Очень часто его публичные выступления, концерты также становились теми же черновиками, пробой пера, заготовками. Он сочинял на ходу. Вслух пробовал на вкус и звук слова, метафоры и ритм, предлагал слушателям на выбор различные варианты одной и той же песни. Иногда, под настроение или с учетом аудитории и обстоятельств, даже меняя идейную суть стихотворного произведения. Такая публичная, открытая редактура «черновиков» шла каждодневно. Он, не таясь, прокладывал путь, обозначал«свою колею». Не позволяя себе ни минуты простоя в поиске убедительных доказательств своей кровной принадлежности к племени поэтов.
В песне-манифесте он открыто провозглашал:
Я не люблю насилье и бессилье,И мне не жаль распятого Христа…
Но, ощутив настороженность первых слушателей, не побоялся совершить крутой«переворот в мозгах из края в край», окончательно для себя решив:
Вот только жаль распятого Христа!
Его «Я не люблю!» было близко к Нагорной проповеди, после которой никакой Конституции не нужно, не говоря уж о Моральном кодексе строителя…
Свое будущее, считал Золотухин, Владимир Семенович предугадывал и про себя знал, какой он поэт и что он значит для России. С той лишь разницей, что одному слава приносит радость, а другому — страдания.
«Люди тянутся не только к стихам, но и к поэтам, — говорил Высоцкий. — Вот у нас семь тысяч членов Союза писателей СССР. Сейчас любого спроси — быстро назовет не более тридцати, кто-то назовет пятьдесят, но уж никак не сто. А ведь все печатались, у всех есть книги. Я говорю о поэзии в большом смысле слова, о поэтах с большой буквы…»
В его святцах Поэтов было куда меньше тридцати. От Христа и Пушкина до Вознесенского. От современников, профессиональных стихотворцев он, прежде всего, хотел услышать простой и ясный ответ на мучавший его вопрос: достоин ли он сам высокого звания поэта, имеют ли право жить его стихи?
«Он — было время — приносил им, как школьник, свои стихи… и они редактировали, — вспоминал Леонид Филатов, — вымарывали строчку, морщились, говорили: «Нет, это никуда не годится, это не по-русски написано… Это все несерьезно, ты занимайся песнями, не надо это тебе, а ты все стихи… Ну, зачем?» И такие разговоры были очень часты.

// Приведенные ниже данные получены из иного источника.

PR #1691, opened 2024-02-27
Remove explicit check for system calls in parse_frame_one_iteration

hainest:
165f19cd and 091929d6 changed the parsing semantics of system calls such that software interrupts (e.g., `int` on x86) are always interpreted as system calls. The `hasCFT()` check on line 1824 now covers all of the system call cases because it considers those instructions to have a control flow target (CFT).

Its non-use was verified against /usr/libx32/libc.so.6, /usr/lib/i386-linux-gnu/libc.so.6, /usr/lib/x86_64-linux-gnu/libc.so.6, and /usr/lib32/libc.so.6 on Ubuntu 22.04.


bbiiggppiigg (approved):

hainest:
No idea what that CI Fedora-37 check failure was. No testing regressions.

PR #1692, opened 2024-02-27
Unify system call detection

hainest:
I'll refactor the interrupt detection in a separate PR.

### DIFF
--- a/instructionAPI/src/syscalls.C
+++ b/instructionAPI/src/syscalls.C
@@ -1,3 +1,33 @@
+/*
+ * See the dyninst/COPYRIGHT file for copyright information.
+ *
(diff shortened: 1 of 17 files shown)


instructionAPI/src/syscalls.C
kupsch, line 1: add dyninst copyright/license comment

kupsch (approved):
Looks good except missing comment in syscalls.C.

instructionAPI/src/syscalls.C
hainest: Why do I always forget that?

hainest:
@kupsch I decided to go ahead and remove IA_IAPI::isSyscall here, as well.

kupsch (approved):

PR #1700, opened 2024-03-07
Fix and extend i386 ABI registers

hainest:


hainest:
@kupsch No test regressions.

hainest:
Subsumed by #1712.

Володя эти разговоры очень тяжело переживал, принимал близко к сердцу, оттого, что ему казалось, что он занимается не собственно поэзией, а они как раз занимаются именно поэзией».

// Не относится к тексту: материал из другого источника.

PR #1703, opened 2024-03-09
MachRegister: Add interface for collecting and retrieving all registers

hainest:
This makes writing ABI rules much simpler. It could also be useful for some power users.

The registers returned are in the order they are declared in common/h/registers/<arch>_regs.h.

### DIFF
--- a/common/src/registers/MachRegister.C
+++ b/common/src/registers/MachRegister.C
@@ -8,19 +8,24 @@
 
 #include <cassert>
 #include <unordered_map>
+#include <map>
+#include <vector>
 
 namespace {
   std::unordered_map<signed int, std::string> names;
   const std::string invalid_reg_name{"<INVALID_REG>"};
+  std::map<Dyninst::Architecture, std::vector<Dyninst::MachRegister>> all_regs;
 }
 
 namespace Dyninst {
 
   MachRegister::MachRegister() : reg(0) {}
 
-  MachRegister::MachRegister(signed int r) : reg(r) {}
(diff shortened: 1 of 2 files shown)


common/src/registers/MachRegister.C
```diff
@@ -8,19 +8,24 @@
...
+  std::map<Dyninst::Architecture, std::vector<Dyninst::MachRegister>> all_regs;
 }
 
 namespace Dyninst {
 
   MachRegister::MachRegister() : reg(0) {}
 
-  MachRegister::MachRegister(signed int r) : reg(r) {}
+  MachRegister::MachRegister(signed int r) : reg(r) {
+    all_regs[getArchitecture()].push_back(*this);
```
kupsch, line 25: `MachRegister(Signed int r)` is used to construct a `MachRegister` from an id in more places than from a register definitions(`DEF_REGISTER`), for example `MachRegister::getBaseRegister`.  Moving the update to `all_regs` to `MachRegister(signed int r, std::string n)` would only add a new registers when a name is being added by `DEF_REGISTER`.

kupsch (changes requested):
This will likely have many duplicate registers in the `all_regs` vector. Updating in the specialized constructor should fix the problem.

common/src/registers/MachRegister.C
hainest: Bah. Yes, of course.

kupsch (approved):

Евгений Евтушенко мог позволить себе пригласить Высоцкого на званый вечер на дачу, где будут его итальянские издатели, заметив походя: «Володь, гитару захвати…» Роберт Рождественский возмущался, когда приглашенный к нему в Переделкино Левон Кочарян привел с собой Высоцкого: «Зачем?.. Тут серьезные люди собрались…»
Андрей Вознесенский, восхищаясь своей отвагой, после смерти Владимира Высоцкого отчаянно доказывал: «Я первый сказал, что он поэт». В застолье, может быть. Но публично, в печати слово «поэт» применительно к Высоцкому впервые использовал некто Н.М. Ходаков в своей книге под названием «Молодым супругам» (издательство «Медицина», 1971 г.): «Действие алкоголя на половое влечение весьма тонко подметил поэт, писавший: «Пойдем в кабак — зальем желание». Стремление к интимной близости легко ликвидировать: для этого достаточно сильного алкогольного опьянения…»
У него, как у драматического актера, была уникальная возможность постоянно работать, то есть взаимодействовать со словом, интонационно доводя каждую строку, реплику до наивысшего, проникающего звучания. Но это были ч у ж и е, не его слова. Пусть даже аккомпанирующие его миропониманию, чувствам, сердцебиению. Такой вот парадокс Высоцкого. Публичный, площадный (в хорошем смысле слова) певец, актер-лицедей, он более всего доверял чистому листу бумаги,«свято верил в чистоту снегов и слов», в то, что поэзия и искренность по сути своей синонимы.
Подрамник превращает холст в картину и утверждает художника. А книга стихов — поэта.
«Советовался не только со мной, — рассказывал Андрей Вознесенский о тщетных попытках Высоцкого пробиться в официальную литературу, — но и с Александром Межировым и Давидом Самойловым о том, как составить рукопись, как отобрать стихи… Он хотел чувствовать себя поэтом, но даже друзья считали его бардом тогда. Несколько раз он советовался с Виктором Фогельсоном, который редактирует поэтические книжки…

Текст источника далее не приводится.